> DATA FOR ANALYSIS:
PR #38, opened 2018-12-18
Retrieve gateway address if inside container

pburakov:
Addresses todo at [docker.go#L319](https://github.com/testcontainers/testcontainer-go/blob/15ebe77a7f97d7229efdce775f5d9cff309e86e8/docker.go#L319). 

We were using this lib for testing custom go services at Spotify and needed to implement this when running integration tests in a container, so I thought it would be helpful. Mirrors [this](https://github.com/testcontainers/testcontainers-java/blob/3ad8d80e2484864e554744a4800a81f6b7982168/core/src/main/java/org/testcontainers/dockerclient/DockerClientConfigUtils.java#L15) Java implementation.

Would love to hear your comments and suggestions for a comprehensive testing strategy for this.

### DIFF
--- a/docker.go
+++ b/docker.go
@@ -6,6 +6,7 @@ import (
 	"io/ioutil"
 	"net/url"
 	"os"
+	"os/exec"
 	"strings"
 
 	"github.com/docker/docker/api/types"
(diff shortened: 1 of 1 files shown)


gianarb:
Perfect, it works! Thanks a lot and I am very happy to see this library used at Spotify!

PR #42, opened 2019-01-08
BC BREAk move to testcontainers-go

gianarb:
The right name for the package should be testcontainers-go not
testcontainer-go. The `s` is important for consistency with the other
libraries across languages.

This is BC break and to fix this you need to change the import in your
applications.

### DIFF
--- a/container.go
+++ b/container.go
@@ -1,11 +1,11 @@
-package testcontainer
+package testcontainers
 
 import (
 	"context"
 
 	"github.com/docker/go-connections/nat"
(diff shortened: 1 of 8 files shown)


bsideup:
AFAIK if you rename the Github repo, it will redirect, and the package will work just fine.

Docker did it once (from `docker/docker` to `moby/moby`)

gianarb:
Nice, I am never sure about how this works will all the different dependency managers that golang has. Anyway is better to do it now than later

PR #50, opened 2019-01-31
Fixes to Travis configuration

bmuschko:
- Fixes broken link to Travis CI job via badge
- Avoids running the default install script (`go get -t -v ./...`) which is unnecessary when using Go modules


gianarb:
Thanks a lot!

> ASSIGNMENT: Everything from the line that contains "PR #42, opened 2019-01-08" through the end of the records must be duplicated exactly, and nothing outside that range.

> OUTPUT:
PR #42, opened 2019-01-08
BC BREAk move to testcontainers-go

gianarb:
The right name for the package should be testcontainers-go not
testcontainer-go. The `s` is important for consistency with the other
libraries across languages.

This is BC break and to fix this you need to change the import in your
applications.

### DIFF
--- a/container.go
+++ b/container.go
@@ -1,11 +1,11 @@
-package testcontainer
+package testcontainers
 
 import (
 	"context"
 
 	"github.com/docker/go-connections/nat"
(diff shortened: 1 of 8 files shown)


bsideup:
AFAIK if you rename the Github repo, it will redirect, and the package will work just fine.

Docker did it once (from `docker/docker` to `moby/moby`)

gianarb:
Nice, I am never sure about how this works will all the different dependency managers that golang has. Anyway is better to do it now than later

PR #50, opened 2019-01-31
Fixes to Travis configuration

bmuschko:
- Fixes broken link to Travis CI job via badge
- Avoids running the default install script (`go get -t -v ./...`) which is unnecessary when using Go modules


gianarb:
Thanks a lot!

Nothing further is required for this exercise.